● DESCRIPTION OF THE TASK: An exact copy of the lines from the one containing "Can you make" through the end of the material is all that is wanted; transcribe only those.

-*-*-

PR #2331, opened 2017-08-17
fix freezerLabel proper sort

ehildenb:
@daejunpark we resurrected this branch from many months ago.

Can you make sure it's still relevant and makes sense?

If so we can add some tests and get it merged.


msaxena2:
@daejunpark @ehildenb Is this ready for review? I guess this isn't really blocking, but it'd be good to get this in.

ehildenb:
I've rebased on `master`. We need tests before this can be merged.

PR #2334, opened 2017-08-23
add ecdsa public key recovery function to KRYTPO module

dwightguth:


dwightguth:
Please don't merge this yet, it's computing incorrect senders. I will investigate further tomorrow.

dwightguth:
Okay, this is ready for review. I tested with the evm semantics. There seems to be another bug somewhere but it's unrelated to the crypto built-in. I'll investigate tomorrow.

msaxena2 (commented):
@dwightguth Could you add a test to BuiltinCryptoOperationsTest.java for this?

dwightguth:
I can do that tomorrow, yeah, but I'm not entirely sure what good it will do because I will have to derive the test input and outputs from running the test code in a debugger and inspecting the outputs, in which case I'm not really testing anything. I can tell you that the code correctly computes the senders of transactions in the evm semantics though.

msaxena2:
@dwightguth Is it possible to find a standard set of values that we can test against? Like some documentation with an example online?

dwightguth:
I'll look tomorrow, maybe ethereumj has tests.

dwightguth:
@msaxena2 I added a test for public key recovery by manually translating the test inputs and outputs for a test that came from ethereumj into K. Can we get this merged now that it's tested and documented?

msaxena2:
@dwightguth Lgtm. Will merge as soon as tests pass.

msaxena2 (approved):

-*-*-

● SOLUTION:
Can you make sure it's still relevant and makes sense?

If so we can add some tests and get it merged.


msaxena2:
@daejunpark @ehildenb Is this ready for review? I guess this isn't really blocking, but it'd be good to get this in.

ehildenb:
I've rebased on `master`. We need tests before this can be merged.

PR #2334, opened 2017-08-23
add ecdsa public key recovery function to KRYTPO module

dwightguth:


dwightguth:
Please don't merge this yet, it's computing incorrect senders. I will investigate further tomorrow.

dwightguth:
Okay, this is ready for review. I tested with the evm semantics. There seems to be another bug somewhere but it's unrelated to the crypto built-in. I'll investigate tomorrow.

msaxena2 (commented):
@dwightguth Could you add a test to BuiltinCryptoOperationsTest.java for this?

dwightguth:
I can do that tomorrow, yeah, but I'm not entirely sure what good it will do because I will have to derive the test input and outputs from running the test code in a debugger and inspecting the outputs, in which case I'm not really testing anything. I can tell you that the code correctly computes the senders of transactions in the evm semantics though.

msaxena2:
@dwightguth Is it possible to find a standard set of values that we can test against? Like some documentation with an example online?

dwightguth:
I'll look tomorrow, maybe ethereumj has tests.

dwightguth:
@msaxena2 I added a test for public key recovery by manually translating the test inputs and outputs for a test that came from ethereumj into K. Can we get this merged now that it's tested and documented?

msaxena2:
@dwightguth Lgtm. Will merge as soon as tests pass.

msaxena2 (approved):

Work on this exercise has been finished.